Azadkia-Chatterjee's dependence coefficient for infinite dimensional data

TL;DR

This paper extends Azadkia-Chatterjee's dependence coefficient to infinite-dimensional data, especially curves, and explores the complex asymptotic behavior of its estimator, offering new insights for graph-based methods.

Contribution

It introduces a framework for the dependence coefficient in infinite-dimensional spaces and analyzes the estimator's asymptotic properties, addressing previously unexplored challenges.

Findings

Insights into the estimator's asymptotic behavior in infinite dimensions

Strategies to handle the nearest neighbor structure complexity

Implications for other graph-based dependence measures

Abstract

We extend the scope of Azadkia-Chatterjee's dependence coefficient between a scalar response $Y$ and a multivariate covariate $X$ to the case where $X$ takes values in a general metric space.
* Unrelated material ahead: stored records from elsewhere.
PR #4582, opened 2016-07-05
Define redis url for whitehall

mgrassotti:
https://trello.com/c/JQREOuvh/424-use-sidekiq-gem

Define environment constants for whitehall, in order to configure the
govuk_sidekiq gem properly.

### DIFF
--- a/hieradata/common.yaml
+++ b/hieradata/common.yaml
@@ -287,6 +287,9 @@ govuk::apps::frontend::nagios_memory_critical: 1400
 
 govuk::apps::govuk_cdn_logs_monitor::processed_data_dir: '/mnt/logs_cdn/data'
 
+govuk::apps::whitehall::redis_host: 'redis-1.backend'
+govuk::apps::whitehall::redis_port: '6379'
+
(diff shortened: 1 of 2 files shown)


mgrassotti:
this is related to https://github.com/alphagov/whitehall/pull/2633

alexmuller:
`redis_host` and `redis_port` will have to be added as parameters to the `govuk::apps::whitehall` class or they won't do anything, similar to the `govuk::apps::publishing_api` class.

mgrassotti:
👍 thanks I hope it's ok now

alexmuller:
I'm not sure this will work yet, the parameters are present but they're not being used to do anything.

mgrassotti:
Well we are using them inside the govuk_sidekiq gem, so here they should just be set. Does this makes sense?

alexmuller:
Sure, but this Puppet change isn't doing anything - the parameters on the Puppet class aren't being used to change any state on the whitehall machines. Do they need to set an environment variable?

alexmuller:
Ah cool, so in that case you'll need something similar to what's been done in #4584

mgrassotti:
👍 great thanks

Particular attention is paid to the case where $X$ is a curve. Although extending this framework at the population level is relatively straightforward, analyzing the asymptotic behavior of the estimator proves to be complex. This complexity is largely related to the nearest neighbor structure of the infinite-dimensional covariate sample, leading us to explore a topic that has not been previously addressed in the literature. The primary contribution of this paper is to provide insights into this issue and propose strategies to address it. Our findings also have significant implications for other graph-based methods facing similar challenges.